** EXERCISE **
Tally the lines of the records that contain the string "named", then give the total and nothing more.

** Items from a data source **
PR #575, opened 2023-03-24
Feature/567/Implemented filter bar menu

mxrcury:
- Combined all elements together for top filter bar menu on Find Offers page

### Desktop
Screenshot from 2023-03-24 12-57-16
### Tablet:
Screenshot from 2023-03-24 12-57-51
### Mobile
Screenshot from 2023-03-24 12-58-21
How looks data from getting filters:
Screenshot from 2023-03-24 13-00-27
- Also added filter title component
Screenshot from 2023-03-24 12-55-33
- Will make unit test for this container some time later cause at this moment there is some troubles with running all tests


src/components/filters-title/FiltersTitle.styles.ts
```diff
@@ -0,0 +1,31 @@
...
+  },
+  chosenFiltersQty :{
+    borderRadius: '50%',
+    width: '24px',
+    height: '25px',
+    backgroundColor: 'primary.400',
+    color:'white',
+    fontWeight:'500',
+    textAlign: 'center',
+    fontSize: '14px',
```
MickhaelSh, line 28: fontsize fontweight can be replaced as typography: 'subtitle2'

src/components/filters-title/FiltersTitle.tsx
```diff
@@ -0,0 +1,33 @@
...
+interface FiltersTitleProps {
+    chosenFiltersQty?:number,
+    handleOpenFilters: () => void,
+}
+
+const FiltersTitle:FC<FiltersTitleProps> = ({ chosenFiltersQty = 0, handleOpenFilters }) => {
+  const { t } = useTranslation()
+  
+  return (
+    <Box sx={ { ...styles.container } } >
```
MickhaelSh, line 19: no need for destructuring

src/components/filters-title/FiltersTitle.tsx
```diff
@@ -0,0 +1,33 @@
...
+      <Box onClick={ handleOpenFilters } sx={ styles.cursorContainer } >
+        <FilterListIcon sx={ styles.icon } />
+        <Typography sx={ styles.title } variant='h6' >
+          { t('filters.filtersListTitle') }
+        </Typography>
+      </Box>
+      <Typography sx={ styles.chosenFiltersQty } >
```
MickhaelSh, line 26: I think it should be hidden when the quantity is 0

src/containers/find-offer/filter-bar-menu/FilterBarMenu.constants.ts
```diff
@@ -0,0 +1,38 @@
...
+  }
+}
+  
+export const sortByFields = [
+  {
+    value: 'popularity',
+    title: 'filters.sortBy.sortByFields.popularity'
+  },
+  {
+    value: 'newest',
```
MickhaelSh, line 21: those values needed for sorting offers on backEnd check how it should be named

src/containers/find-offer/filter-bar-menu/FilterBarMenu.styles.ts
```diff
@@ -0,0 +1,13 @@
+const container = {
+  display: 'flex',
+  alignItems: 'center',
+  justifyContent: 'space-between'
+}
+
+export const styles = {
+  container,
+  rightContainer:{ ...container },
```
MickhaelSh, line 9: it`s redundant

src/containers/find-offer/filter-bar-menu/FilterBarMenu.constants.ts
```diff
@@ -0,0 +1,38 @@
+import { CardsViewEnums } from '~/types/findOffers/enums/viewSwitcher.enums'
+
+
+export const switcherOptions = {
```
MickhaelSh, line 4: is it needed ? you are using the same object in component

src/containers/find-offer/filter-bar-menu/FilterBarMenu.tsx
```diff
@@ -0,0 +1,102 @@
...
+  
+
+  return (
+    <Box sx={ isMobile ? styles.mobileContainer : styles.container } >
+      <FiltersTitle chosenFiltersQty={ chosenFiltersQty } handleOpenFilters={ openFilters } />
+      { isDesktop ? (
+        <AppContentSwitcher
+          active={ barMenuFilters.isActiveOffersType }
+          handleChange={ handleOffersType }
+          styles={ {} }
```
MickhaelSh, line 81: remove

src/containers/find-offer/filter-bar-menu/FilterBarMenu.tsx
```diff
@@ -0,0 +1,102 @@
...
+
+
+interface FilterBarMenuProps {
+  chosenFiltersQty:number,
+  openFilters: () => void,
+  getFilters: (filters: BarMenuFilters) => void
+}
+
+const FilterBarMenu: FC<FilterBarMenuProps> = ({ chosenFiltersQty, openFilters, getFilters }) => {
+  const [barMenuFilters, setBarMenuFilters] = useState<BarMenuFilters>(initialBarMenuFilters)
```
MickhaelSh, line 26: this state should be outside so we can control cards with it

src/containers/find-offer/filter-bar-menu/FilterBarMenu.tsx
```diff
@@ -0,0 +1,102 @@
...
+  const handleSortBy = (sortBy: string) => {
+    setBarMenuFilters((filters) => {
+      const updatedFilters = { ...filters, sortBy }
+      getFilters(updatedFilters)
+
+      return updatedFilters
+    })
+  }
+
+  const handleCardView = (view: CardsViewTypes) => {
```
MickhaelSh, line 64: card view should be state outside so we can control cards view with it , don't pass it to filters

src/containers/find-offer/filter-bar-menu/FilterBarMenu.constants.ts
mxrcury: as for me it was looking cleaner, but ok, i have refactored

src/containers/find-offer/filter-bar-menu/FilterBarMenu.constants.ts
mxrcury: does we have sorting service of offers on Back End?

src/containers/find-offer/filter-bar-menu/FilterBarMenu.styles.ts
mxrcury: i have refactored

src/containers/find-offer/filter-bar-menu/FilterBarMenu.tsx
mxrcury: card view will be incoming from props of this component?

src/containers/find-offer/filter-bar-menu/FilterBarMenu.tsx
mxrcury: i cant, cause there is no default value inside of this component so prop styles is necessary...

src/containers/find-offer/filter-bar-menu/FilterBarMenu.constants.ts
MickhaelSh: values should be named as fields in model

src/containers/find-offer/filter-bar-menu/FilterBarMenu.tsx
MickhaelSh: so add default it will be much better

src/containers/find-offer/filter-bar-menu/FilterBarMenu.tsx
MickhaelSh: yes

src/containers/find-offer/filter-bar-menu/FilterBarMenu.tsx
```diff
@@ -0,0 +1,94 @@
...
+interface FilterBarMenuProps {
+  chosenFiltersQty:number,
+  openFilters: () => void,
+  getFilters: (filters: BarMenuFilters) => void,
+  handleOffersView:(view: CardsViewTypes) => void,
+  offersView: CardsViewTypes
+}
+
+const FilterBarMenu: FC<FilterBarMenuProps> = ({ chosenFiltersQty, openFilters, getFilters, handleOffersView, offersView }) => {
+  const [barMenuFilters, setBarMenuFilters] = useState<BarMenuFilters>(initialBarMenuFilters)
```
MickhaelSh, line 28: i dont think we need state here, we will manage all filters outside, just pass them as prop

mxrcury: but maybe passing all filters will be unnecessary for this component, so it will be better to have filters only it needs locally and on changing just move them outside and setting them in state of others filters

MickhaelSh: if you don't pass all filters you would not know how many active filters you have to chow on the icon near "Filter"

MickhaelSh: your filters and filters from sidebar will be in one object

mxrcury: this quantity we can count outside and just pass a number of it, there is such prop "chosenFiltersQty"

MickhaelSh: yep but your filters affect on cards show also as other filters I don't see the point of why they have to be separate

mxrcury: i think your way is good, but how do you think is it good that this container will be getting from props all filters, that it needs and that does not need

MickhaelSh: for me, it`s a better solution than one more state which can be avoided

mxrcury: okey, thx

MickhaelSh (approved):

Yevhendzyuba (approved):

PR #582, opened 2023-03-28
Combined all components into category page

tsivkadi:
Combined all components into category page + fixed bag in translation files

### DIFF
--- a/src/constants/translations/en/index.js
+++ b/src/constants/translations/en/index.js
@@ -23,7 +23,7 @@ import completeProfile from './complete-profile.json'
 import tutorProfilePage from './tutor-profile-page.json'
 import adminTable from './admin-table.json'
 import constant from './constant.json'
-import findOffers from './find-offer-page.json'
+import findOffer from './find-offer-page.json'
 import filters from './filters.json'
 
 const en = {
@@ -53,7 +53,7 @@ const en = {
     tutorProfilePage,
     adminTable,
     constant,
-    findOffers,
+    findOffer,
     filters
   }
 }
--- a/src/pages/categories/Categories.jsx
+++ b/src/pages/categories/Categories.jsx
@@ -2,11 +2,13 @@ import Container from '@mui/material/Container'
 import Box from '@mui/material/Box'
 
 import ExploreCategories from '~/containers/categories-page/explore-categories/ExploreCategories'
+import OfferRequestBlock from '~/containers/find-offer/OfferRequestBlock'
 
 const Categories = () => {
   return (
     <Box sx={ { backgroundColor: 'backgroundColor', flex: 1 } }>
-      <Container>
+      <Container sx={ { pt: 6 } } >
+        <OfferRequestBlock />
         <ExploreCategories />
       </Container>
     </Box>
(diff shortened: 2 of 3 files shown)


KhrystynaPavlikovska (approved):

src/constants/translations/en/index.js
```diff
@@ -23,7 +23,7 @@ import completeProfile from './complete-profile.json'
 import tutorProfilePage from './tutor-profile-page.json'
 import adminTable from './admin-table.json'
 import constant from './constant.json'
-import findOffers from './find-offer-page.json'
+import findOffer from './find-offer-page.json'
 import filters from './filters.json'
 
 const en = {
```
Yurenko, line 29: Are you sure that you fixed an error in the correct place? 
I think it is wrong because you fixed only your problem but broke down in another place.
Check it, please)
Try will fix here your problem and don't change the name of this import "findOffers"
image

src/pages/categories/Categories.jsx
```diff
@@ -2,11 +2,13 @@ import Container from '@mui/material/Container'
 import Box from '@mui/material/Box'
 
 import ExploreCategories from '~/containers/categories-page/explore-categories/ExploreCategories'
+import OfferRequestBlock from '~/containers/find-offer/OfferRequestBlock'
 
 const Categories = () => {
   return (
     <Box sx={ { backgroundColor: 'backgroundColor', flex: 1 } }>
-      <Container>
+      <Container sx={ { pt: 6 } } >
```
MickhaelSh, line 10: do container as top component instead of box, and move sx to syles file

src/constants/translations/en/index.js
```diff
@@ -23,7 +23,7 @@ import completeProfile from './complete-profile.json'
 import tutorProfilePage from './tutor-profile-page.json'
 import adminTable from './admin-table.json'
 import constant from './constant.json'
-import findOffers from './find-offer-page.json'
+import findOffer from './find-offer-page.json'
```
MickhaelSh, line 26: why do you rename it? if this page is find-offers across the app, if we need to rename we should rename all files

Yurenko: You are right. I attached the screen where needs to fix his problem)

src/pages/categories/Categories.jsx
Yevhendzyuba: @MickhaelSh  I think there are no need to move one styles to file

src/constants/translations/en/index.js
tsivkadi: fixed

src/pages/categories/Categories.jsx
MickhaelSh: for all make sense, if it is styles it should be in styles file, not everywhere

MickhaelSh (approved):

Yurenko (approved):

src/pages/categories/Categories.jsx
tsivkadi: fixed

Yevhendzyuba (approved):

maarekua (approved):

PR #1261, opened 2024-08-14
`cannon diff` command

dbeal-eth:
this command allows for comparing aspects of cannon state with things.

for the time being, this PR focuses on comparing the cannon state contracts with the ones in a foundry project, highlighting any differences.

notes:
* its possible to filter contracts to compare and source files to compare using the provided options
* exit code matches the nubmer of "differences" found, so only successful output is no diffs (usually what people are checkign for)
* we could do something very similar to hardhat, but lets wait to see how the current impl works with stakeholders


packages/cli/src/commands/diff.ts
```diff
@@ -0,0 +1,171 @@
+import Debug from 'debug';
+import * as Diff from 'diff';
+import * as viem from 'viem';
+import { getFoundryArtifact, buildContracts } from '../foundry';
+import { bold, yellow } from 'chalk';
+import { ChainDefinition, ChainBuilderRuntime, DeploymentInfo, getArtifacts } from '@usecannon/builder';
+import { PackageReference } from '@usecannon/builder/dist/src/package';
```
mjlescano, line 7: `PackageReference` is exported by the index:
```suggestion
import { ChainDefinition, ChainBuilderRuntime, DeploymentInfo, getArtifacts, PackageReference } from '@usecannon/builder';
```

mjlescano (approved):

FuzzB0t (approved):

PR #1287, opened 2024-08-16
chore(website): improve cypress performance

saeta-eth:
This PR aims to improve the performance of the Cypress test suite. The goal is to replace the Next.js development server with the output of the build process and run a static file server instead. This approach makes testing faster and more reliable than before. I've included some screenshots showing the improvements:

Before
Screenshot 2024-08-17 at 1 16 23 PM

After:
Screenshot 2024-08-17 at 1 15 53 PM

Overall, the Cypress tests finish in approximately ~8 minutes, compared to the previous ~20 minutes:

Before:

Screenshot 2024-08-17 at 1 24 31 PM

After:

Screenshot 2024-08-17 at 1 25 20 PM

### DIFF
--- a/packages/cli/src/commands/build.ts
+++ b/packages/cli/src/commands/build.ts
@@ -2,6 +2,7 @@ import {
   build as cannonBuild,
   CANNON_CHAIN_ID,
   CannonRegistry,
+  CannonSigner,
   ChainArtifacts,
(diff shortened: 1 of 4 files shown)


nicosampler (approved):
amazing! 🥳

** WRITTEN RESPONSE **
2